Saat itu, kata dia, IDAI sudah merekomendasikan sekolah tidak dibuka, namun kenyataannya pemerintah abai.
Baca Juga: 18 Agustus Sekolah Dibuka di Serang, Seluruh Guru Rapid Test
Pemerintah tetap memberi kebijakan pembukaan sekolah bertahap melalui surat keputusan bersama (SKB) empat menteri.
"Entah siapa yang mengizinkan buka sekolah, apakah yang mau sekolah ini paham kasus ini bisa kejadian sama keluarga mereka? Saya diundang ke DPR, semua sepakat sekolah jangan dibuka dulu. Tapi apa suara DPR tidak didengar lagi sekarang? Sekolah tetap dibuka," kata Aman dalam konferensi pers virtual, Senin (17/8/2020).
Aman juga menyatakan tidak sepakat sekolah dibuka berdasarkan zonasi wilayah sebaran Covid-19. Menurutnya, sistem zonasi tidak bisa menjadi dasar pembukaan sekolah.
Sebab, sewaktu-waktu status zonasi di wilayah bisa berubah seiring tingkat kasus positif Covid-19. Ia pun meminta pemerintah untuk mendengarkan pendapat IDAI di setiap daerah sebagai bahan pertimbangan.
"Ketentuan zonasi ini kita tidak sepakat. Pernah ada satu zona yang dikatakan hijau, saya telepon ketua IDAI-nya, bagaimana zona ini, oh kita ada kasus baru anak, zona ini kan seminggu-dua minggu lalu, tapi kalau data kemarin bisa berubah lagi, ini sangat dinamis," tutur Aman.

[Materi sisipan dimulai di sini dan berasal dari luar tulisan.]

PR #896, opened 2023-01-23
Moving GAC properties to MCAS, `DiffusivityCalculation` as an MCAS argument

hunterbarber:
## Fixes/Resolves:
Adds options for diffusivity calculations
Documentation for changes in #901 

02/14 update: during resolving the above, more resolution is made to (1) unify the diffusion_phase_comp method to be all relying on a `diffuse_phase_comp = Var()`,  (2) make all diffuse_phase_comp be indexed by the keys of `diffusivity_data`, (3) keep a `diffuse_phase_comp_param = Param()` for unit models to access it from the property package directly.  The update allows only a subset of the all `solute_list` to have `diffus_phase_comp` constructed, and when this is the case, a warning will notify the user which components have or have not this property. 

## Summary/Motivation:
GAC uses the Hayduk-Laudie correlation for diffusivity of nonelectrolytes which was not in prior property package calculations
The method of switching between Param and Var for `diffus_phase_comp` based on the enumeration option is to not have to change previously established tests in this PR

- Default diffusivity option to set `diffus_phase_comp` as a Param from `diffusivity_data` Param
- Hayduk-Laudie equation as diffusivity option to calculated `diffus_phase_comp` as a Var and adding molar volume Param with accompanying `molar_volume_data`
- GAC `visc_d_phase `call from MCAS
- GAC `dens_mass_phase `call from MCAS

### Legal Acknowledgement


hunterbarber:
Tests will be failing. 
@lbibl I'm just double checking with you that the "Missing a valid diffusivity_data configuration to use EinsteinRelation to compute the "elec_mobility_phase_comp" configuration error in `test_elec_properties_errormsg` may now be redundant with the new method of diffusivity

hunterbarber:
> Tests will be failing. @lbibl I'm just double checking with you that the "Missing a valid diffusivity_data configuration to use EinsteinRelation to compute the "elec_mobility_phase_comp" configuration error in `test_elec_properties_errormsg` may now be redundant with the new method of diffusivity

Actually, the MCAS tests all passed, I may have skipped the build on the model when running locally to get an error. The error message may still be redundant, but it should be passing.

hunterbarber:
Making a note, the density of GAC tests used previously was 997 as opposed to 1000. This value is changed in this PR but the results assertions are not. The small difference did not exceed the 1e-3 error tolerance of the tests.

Baca Juga: Sekolah Mau Dibuka Lagi, 106 Guru di Kota Serang Takut Ikuti Rapid Test
Dalam konferensi pers pernyataan sikap bersama menolak pembukaan sekolah secara daring, IDAI sekaligus merekomendasikan Presiden Joko Widoso melalui Kementerian Kesehatan agar tidak segan melakukan penutupan kembali sekolah yang telah buka sampai pandemi berakhir.

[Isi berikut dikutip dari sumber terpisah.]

PR #1596, opened 2023-11-07
fix(blockwise-visual): handle double-width chars and tabs

xiyaowong:
improvement: the selection direction is consistent with nvim

Issue - Fixed

### DIFF
--- a/runtime/lua/vscode-neovim/internal.lua
+++ b/runtime/lua/vscode-neovim/internal.lua
@@ -115,4 +115,51 @@ do
   end
 end
 
+---display-col to col
+---@param line string
+---@param discol number
+local function discol_to_col(line, discol)
+  if discol == 0 then
+    return 0
+  end
+
+  local col = 0
+  local max_col = vim.fn.strcharlen(line)
+
+  local min_distance = math.huge
+  local nearest_col = 0
+
+  while col <= max_col do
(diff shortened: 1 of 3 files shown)


trkoch:
@xiyaowong Not sure I can follow the GIF. The issue you're fixing is that some characters are not selected which should?

theol0403:
Isn't there a built in vim function to convert display col to col? Could this PR not be simplified to just converting the column before sending it to VS code? This code seems a little complex.

xiyaowong:
> Isn't there a built in vim function to convert display col to col? 

Oh! I forgot to search for the built-in function. There is `virtcol2col`

xiyaowong:
@theol0403 Not sure if `virtcol2col` can simplify the code, after all, we still need to convert byte-index to char-index. And this function depends on a window

theol0403:
Isn't there also a function to convert char to byte char?

xiyaowong:
vim.str_utfindex

I'll refactor it when I have time. But, using multiple built-in functions is not necessarily more concise.

theol0403:
What about https://neovim.io/doc/user/builtin.html#charidx()

xiyaowong:
It seems almost the same

vim.str_utfindex is widely used in nvim-lsp. Maybe it's better?. I'm not sure. I haven't used any of these functions.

Apalagi, jika ditemukan ada kasua positif Covid-19 yang menimpa baik guru maupun siswa.
"IDAI memprediksi tahun ajaran sampai 2021 kita sebenarnya tidak bisa buka sekolah. Karena apa kita tidak didengar. kalau kita didengar, kita mungkin bisa membuat beberapa sekolah buka. Tapi kita tidak didengar, akhirnya kita kusut sekarang," ujar Aman.
Pemerintah Berikan Izin
Sebelumnya, pemerintah secara resmi mengizinkan daerah zona risiko rendah atau zona kuning untuk memulai pembelajaran tatap muka di sekolah pada masa pandemi Virus Corona atau Covid-19.
Total ada 276 Kabupaten/Kota yang diperbolehkan membuka sekolah.
Keputusan ini diambil setelah pemerintah merevisi Surat Keputusan Bersama 4 Menteri; Menteri Pendidikan dan Kebudayaan, Menteri Agama, Menteri Kesehatan, dan Menteri Dalam Negeri tentang Panduan Penyelenggaraan Pembelajaran pada Tahun Ajaran 2020/2021 dan Tahun Akademik 2020/2021 di Masa Pandemi Corona Virus Disease 2019 (COVID-19).
"Kami merevisi SKB untuk memperbolehkan (zona kuning dan hijau), itu kata kuncinya, memperbolehkan bukan memaksakan, memperbolehkan pembelajaran tatap muka dengan mengikuti protokol kesehatan yang ketat," kata Nadiem dalam konferensi pers virtual, Jumat (7/8/2020).
Mendikbud Nadiem Makarim menjelaskan jika sebelumnya hanya zona hijau yang boleh membuka sekolah, saat ini pemerintah menambah pembukaan sekolah ke zona kuning.
Berdasarkan catatan Satgas Penanganan Covid-19 per tanggal 3 Agustus 2020 di zona kuning dan hijau berjumlah 276 kabupaten/kota dan terdapat 43 persen peserta didik di dalamnya.
Nadiem menegaskan keputusan pembukaan sekolah harus melalui izin dan pengawasan yang ketat dari Pemerintah Daerah dan Satgas Covid-19 setempat, dan yang paling penting persetujuan dari orang tua untuk mengembalikan pendidikan anaknya ke sekolah.
"Kami masih mementingkan otonomi dan prerogatif setiap pemerintah daerah, komite sekolah, kepala sekolah, dan setiap orang tua di Indonesia harus dengan persetujuan semuanya," jelasnya.
Nadiem memaparkan kebijakan ini ditujukan untuk Sekolah Dasar (SD/MI/SLB), Sekolah Menengah Pertama (SMP/MTs), dan Sekolah Menengah Atas (SMA/MK/SMK/MAK).
Sementara untuk Pendidikan Anak Usia Dini Formal (PAUD/TK/RA/TLKB/BA), dan non-formal (KB/TPA/SPS) baru bisa dimulai dua bulan setelah sekolah-sekolah jenjang di atasnya membuka sekolah.